## HOW TO COMPLETE THIS TASK
Could you retype the entries exactly as they are?

## INFORMATION
PR #1829, opened 2026-02-26
refactor(net): decorrelate `network-config-override` and the ariel-os provided `network-config-*`

anlavandier:
# Description

This PR refactors the network configuration to decorrelate the `network-config-override` laze module and feature from the configuration presets of ariel OS (i.e. `network-config-ipv4-static`, `network-config-ipv6-static` and `network-config-ipv4-dhcp`).
This was done through:
- Removing `__ariel_os_network_config` which was declared here despite being supposed to be generated using the  `#[ariel_os::config(network)]` macro. 
- Changes the function `ariel-os-embassy::net::config` to choose with `cfg_if` between:
  - `__ariel_os_network_config` when `network-config-override` is used 
  - a new `ariel_os_network_config` when `context = "ariel-os"` that initializes the network configuration
  - `embassy_net::Config::default()` otherwise
- Remove the dependency on  `network-config-override` for  `network-config-ipv4-static` and `network-config-ipv6-static`
## Testing

`laze build -b nrf52840dk -s network-config-ipv4-static -C examples/udp-echo`
`laze build -b nrf52840dk -s ipv4 -s ipv6 -C examples/udp-echo`

## Change Checklist

### DIFF
--- a/src/ariel-os-embassy/src/net.rs
+++ b/src/ariel-os-embassy/src/net.rs
@@ -87,11 +87,8 @@ pub(crate) fn config() -> embassy_net::Config {
                 fn __ariel_os_network_config() -> embassy_net::Config;
             }
             unsafe { __ariel_os_network_config() }
-        } else if #[cfg(feature = "dhcpv4")] {
-            embassy_net::Config::dhcpv4(embassy_net::DhcpConfig::default())
-        } else if #[cfg(not(context = "ariel-os"))] {
-            // For platform-independent tooling.
-            embassy_net::Config::default()
+        } else {
+            ariel_os_network_config()
         }
     }
 }
@@ -171,15 +168,9 @@ impl embassy_net::driver::RxToken for DummyDriver {
     }
 }
 
-#[cfg(any(
-    feature = "network-config-ipv4-static",
-    feature = "network-config-ipv6-static"
-))]
-// SAFETY: the compiler prevents from defining multiple functions with the same name in the
-// same crate; the function signature is checked by the compiler as it is in the same crate as the
-// FFI declaration.
-#[unsafe(no_mangle)]
-fn __ariel_os_network_config() -> embassy_net::Config {
+#[cfg(not(feature = "network-config-override"))]
+fn ariel_os_network_config() -> embassy_net::Config {
+    #[allow(unused_mut, reason = "conditional compilation")]
     let mut config = embassy_net::Config::default();
 
     cfg_if::cfg_if! {
--- a/src/ariel-os-embassy/Cargo.toml
+++ b/src/ariel-os-embassy/Cargo.toml
@@ -162,8 +162,8 @@ timer-generic-queue-64 = ["embassy-time?/generic-queue-64"]
 ## Generic Queue with 128 timers
 timer-generic-queue-128 = ["embassy-time?/generic-queue-128"]
 
-network-config-ipv4-static = ["network-config-override"]
-network-config-ipv6-static = ["network-config-override"]
+network-config-ipv4-static = []
+network-config-ipv6-static = []
 network-config-override = []
 override-usb-config = []
 rcc-config-override = ["ariel-os-hal/rcc-config-override"]


src/ariel-os-embassy/src/net.rs
anlavandier: This only compiles the function is either `network-config-ipv4-static` or `network-config-ipv6-static` are enabled

src/ariel-os-embassy/src/net.rs
```diff
@@ -182,42 +182,38 @@ impl embassy_net::driver::RxToken for DummyDriver {
...
-                );
-            }
-
-            config.ipv4 = embassy_net::ConfigV4::Static(embassy_net::StaticConfigV4 {
-                address: embassy_net::Ipv4Cidr::new(ipaddr, PREFIX_LEN),
-                dns_servers: heapless::Vec::new(),
-                gateway: Some(gw_addr),
-            });
-        } else if #[cfg(feature = "dhcpv4")] {
-            config.ipv4 = embassy_net::ConfigV4::Dhcp(embassy_net::DhcpConfig::default());
```
anlavandier, line 223: This was never compiled because `dhcpv4` does not go through this function

src/ariel-os-embassy/src/net.rs
anlavandier: I guess that technically someone could have had the features: `network-config-override`, `dhcpv4`, `network-config-ipv6-static` enabled and this PR changes the resulting configuration from an IPV4 DHCP to a IPV6 static configuration. This is however not allowed within laze build and clearly not something that users should do or rely on.

src/ariel-os-embassy/src/net.rs
nponsard: This can actually happen, if run a dual ipv4-ipv6 stack you can have the ipv4 address resolved through dhcpv4. When it comes to ipv6, a static IP is the only option available currently.

src/ariel-os-embassy/src/net.rs
nponsard: > This is however not allowed within laze build and clearly not something that users should do or rely on.

This actually happens when you select `ipv4` and `ipv6` on networking examples: 

```
laze -C examples/tcp-client/ build -b nrf52840dk -s ipv4 -s ipv6 
```

src/ariel-os-embassy/src/net.rs
```diff
@@ -87,8 +87,8 @@ pub(crate) fn config() -> embassy_net::Config {
                 fn __ariel_os_network_config() -> embassy_net::Config;
             }
             unsafe { __ariel_os_network_config() }
-        } else if #[cfg(feature = "dhcpv4")] {
-            embassy_net::Config::dhcpv4(embassy_net::DhcpConfig::default())
+        } else if #[cfg(context = "ariel-os")] {
+            ariel_os_network_config()
         } else if #[cfg(not(context = "ariel-os"))] {
```
nponsard:
```suggestion
        } else {
```

src/ariel-os-embassy/src/net.rs
```diff
@@ -171,15 +171,8 @@ impl embassy_net::driver::RxToken for DummyDriver {
...
-#[cfg(any(
-    feature = "network-config-ipv4-static",
-    feature = "network-config-ipv6-static"
-))]
-// SAFETY: the compiler prevents from defining multiple functions with the same name in the
-// same crate; the function signature is checked by the compiler as it is in the same crate as the
-// FFI declaration.
-#[unsafe(no_mangle)]
-fn __ariel_os_network_config() -> embassy_net::Config {
+#[cfg(all(not(feature = "network-config-override"), context = "ariel-os"))]
```
nponsard: I don't think feature-gating is needed now for this function.

It was there to avoid having two `__ariel_os_network_config` symbols for the final binary.

I think it's ok to always have this function compiled.

anlavandier: Another reason for feature gating this function was to make `clippy` happy. This would otherwise require an `#[allow(dead_code)]` for the function and most likely also an `#[allow(unused_mut)]` for the `config`.

src/ariel-os-embassy/src/net.rs
```diff
@@ -87,9 +87,9 @@ pub(crate) fn config() -> embassy_net::Config {
...
             }
             unsafe { __ariel_os_network_config() }
-        } else if #[cfg(feature = "dhcpv4")] {
-            embassy_net::Config::dhcpv4(embassy_net::DhcpConfig::default())
-        } else if #[cfg(not(context = "ariel-os"))] {
+        } else if #[cfg(context = "ariel-os")] {
+            ariel_os_network_config()
+        } else {
             // For platform-independent tooling.
             embassy_net::Config::default()
```
ROMemories: I haven't really tried this, but can we simplify this even more as follows:
```suggestion
        } else {
            ariel_os_network_config()
```
(the `#[cfg]` on `ariel_os_network_config()` also needs to be removed).

That would also have the benefit of not relying on the laze context for normal operation.

ROMemories (commented):
I wasn't too sure at first of what this was trying to solve (was maybe a bit confused with the other somewhat related in-flight network PRs), but I like the simplification a lot if we can do that. Haven't tested it yet, will do in the next round if we can indeed simplify this even further. The testing table from #915 can be used as reference.

src/ariel-os-embassy/src/net.rs
anlavandier: I have tested this (bc10cf3) on the `udp-echo` with all 5 configurations on an RPI PICO2W with wifi and the 3 statis-only configurations on an nrf52840dk. Also did some quick testing on the `dfrobot-firebeetle2-esp32-c6`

## SOLVED EXERCISE
PR #1829, opened 2026-02-26
refactor(net): decorrelate `network-config-override` and the ariel-os provided `network-config-*`

anlavandier:
# Description

This PR refactors the network configuration to decorrelate the `network-config-override` laze module and feature from the configuration presets of ariel OS (i.e. `network-config-ipv4-static`, `network-config-ipv6-static` and `network-config-ipv4-dhcp`).
This was done through:
- Removing `__ariel_os_network_config` which was declared here despite being supposed to be generated using the  `#[ariel_os::config(network)]` macro. 
- Changes the function `ariel-os-embassy::net::config` to choose with `cfg_if` between:
  - `__ariel_os_network_config` when `network-config-override` is used 
  - a new `ariel_os_network_config` when `context = "ariel-os"` that initializes the network configuration
  - `embassy_net::Config::default()` otherwise
- Remove the dependency on  `network-config-override` for  `network-config-ipv4-static` and `network-config-ipv6-static`
## Testing

`laze build -b nrf52840dk -s network-config-ipv4-static -C examples/udp-echo`
`laze build -b nrf52840dk -s ipv4 -s ipv6 -C examples/udp-echo`

## Change Checklist

### DIFF
--- a/src/ariel-os-embassy/src/net.rs
+++ b/src/ariel-os-embassy/src/net.rs
@@ -87,11 +87,8 @@ pub(crate) fn config() -> embassy_net::Config {
                 fn __ariel_os_network_config() -> embassy_net::Config;
             }
             unsafe { __ariel_os_network_config() }
-        } else if #[cfg(feature = "dhcpv4")] {
-            embassy_net::Config::dhcpv4(embassy_net::DhcpConfig::default())
-        } else if #[cfg(not(context = "ariel-os"))] {
-            // For platform-independent tooling.
-            embassy_net::Config::default()
+        } else {
+            ariel_os_network_config()
         }
     }
 }
@@ -171,15 +168,9 @@ impl embassy_net::driver::RxToken for DummyDriver {
     }
 }
 
-#[cfg(any(
-    feature = "network-config-ipv4-static",
-    feature = "network-config-ipv6-static"
-))]
-// SAFETY: the compiler prevents from defining multiple functions with the same name in the
-// same crate; the function signature is checked by the compiler as it is in the same crate as the
-// FFI declaration.
-#[unsafe(no_mangle)]
-fn __ariel_os_network_config() -> embassy_net::Config {
+#[cfg(not(feature = "network-config-override"))]
+fn ariel_os_network_config() -> embassy_net::Config {
+    #[allow(unused_mut, reason = "conditional compilation")]
     let mut config = embassy_net::Config::default();
 
     cfg_if::cfg_if! {
--- a/src/ariel-os-embassy/Cargo.toml
+++ b/src/ariel-os-embassy/Cargo.toml
@@ -162,8 +162,8 @@ timer-generic-queue-64 = ["embassy-time?/generic-queue-64"]
 ## Generic Queue with 128 timers
 timer-generic-queue-128 = ["embassy-time?/generic-queue-128"]
 
-network-config-ipv4-static = ["network-config-override"]
-network-config-ipv6-static = ["network-config-override"]
+network-config-ipv4-static = []
+network-config-ipv6-static = []
 network-config-override = []
 override-usb-config = []
 rcc-config-override = ["ariel-os-hal/rcc-config-override"]


src/ariel-os-embassy/src/net.rs
anlavandier: This only compiles the function is either `network-config-ipv4-static` or `network-config-ipv6-static` are enabled

src/ariel-os-embassy/src/net.rs
```diff
@@ -182,42 +182,38 @@ impl embassy_net::driver::RxToken for DummyDriver {
...
-                );
-            }
-
-            config.ipv4 = embassy_net::ConfigV4::Static(embassy_net::StaticConfigV4 {
-                address: embassy_net::Ipv4Cidr::new(ipaddr, PREFIX_LEN),
-                dns_servers: heapless::Vec::new(),
-                gateway: Some(gw_addr),
-            });
-        } else if #[cfg(feature = "dhcpv4")] {
-            config.ipv4 = embassy_net::ConfigV4::Dhcp(embassy_net::DhcpConfig::default());
```
anlavandier, line 223: This was never compiled because `dhcpv4` does not go through this function

src/ariel-os-embassy/src/net.rs
anlavandier: I guess that technically someone could have had the features: `network-config-override`, `dhcpv4`, `network-config-ipv6-static` enabled and this PR changes the resulting configuration from an IPV4 DHCP to a IPV6 static configuration. This is however not allowed within laze build and clearly not something that users should do or rely on.

src/ariel-os-embassy/src/net.rs
nponsard: This can actually happen, if run a dual ipv4-ipv6 stack you can have the ipv4 address resolved through dhcpv4. When it comes to ipv6, a static IP is the only option available currently.

src/ariel-os-embassy/src/net.rs
nponsard: > This is however not allowed within laze build and clearly not something that users should do or rely on.

This actually happens when you select `ipv4` and `ipv6` on networking examples: 

```
laze -C examples/tcp-client/ build -b nrf52840dk -s ipv4 -s ipv6 
```

src/ariel-os-embassy/src/net.rs
```diff
@@ -87,8 +87,8 @@ pub(crate) fn config() -> embassy_net::Config {
                 fn __ariel_os_network_config() -> embassy_net::Config;
             }
             unsafe { __ariel_os_network_config() }
-        } else if #[cfg(feature = "dhcpv4")] {
-            embassy_net::Config::dhcpv4(embassy_net::DhcpConfig::default())
+        } else if #[cfg(context = "ariel-os")] {
+            ariel_os_network_config()
         } else if #[cfg(not(context = "ariel-os"))] {
```
nponsard:
```suggestion
        } else {
```

src/ariel-os-embassy/src/net.rs
```diff
@@ -171,15 +171,8 @@ impl embassy_net::driver::RxToken for DummyDriver {
...
-#[cfg(any(
-    feature = "network-config-ipv4-static",
-    feature = "network-config-ipv6-static"
-))]
-// SAFETY: the compiler prevents from defining multiple functions with the same name in the
-// same crate; the function signature is checked by the compiler as it is in the same crate as the
-// FFI declaration.
-#[unsafe(no_mangle)]
-fn __ariel_os_network_config() -> embassy_net::Config {
+#[cfg(all(not(feature = "network-config-override"), context = "ariel-os"))]
```
nponsard: I don't think feature-gating is needed now for this function.

It was there to avoid having two `__ariel_os_network_config` symbols for the final binary.

I think it's ok to always have this function compiled.

anlavandier: Another reason for feature gating this function was to make `clippy` happy. This would otherwise require an `#[allow(dead_code)]` for the function and most likely also an `#[allow(unused_mut)]` for the `config`.

src/ariel-os-embassy/src/net.rs
```diff
@@ -87,9 +87,9 @@ pub(crate) fn config() -> embassy_net::Config {
...
             }
             unsafe { __ariel_os_network_config() }
-        } else if #[cfg(feature = "dhcpv4")] {
-            embassy_net::Config::dhcpv4(embassy_net::DhcpConfig::default())
-        } else if #[cfg(not(context = "ariel-os"))] {
+        } else if #[cfg(context = "ariel-os")] {
+            ariel_os_network_config()
+        } else {
             // For platform-independent tooling.
             embassy_net::Config::default()
```
ROMemories: I haven't really tried this, but can we simplify this even more as follows:
```suggestion
        } else {
            ariel_os_network_config()
```
(the `#[cfg]` on `ariel_os_network_config()` also needs to be removed).

That would also have the benefit of not relying on the laze context for normal operation.

ROMemories (commented):
I wasn't too sure at first of what this was trying to solve (was maybe a bit confused with the other somewhat related in-flight network PRs), but I like the simplification a lot if we can do that. Haven't tested it yet, will do in the next round if we can indeed simplify this even further. The testing table from #915 can be used as reference.

src/ariel-os-embassy/src/net.rs
anlavandier: I have tested this (bc10cf3) on the `udp-echo` with all 5 configurations on an RPI PICO2W with wifi and the 3 statis-only configurations on an nrf52840dk. Also did some quick testing on the `dfrobot-firebeetle2-esp32-c6`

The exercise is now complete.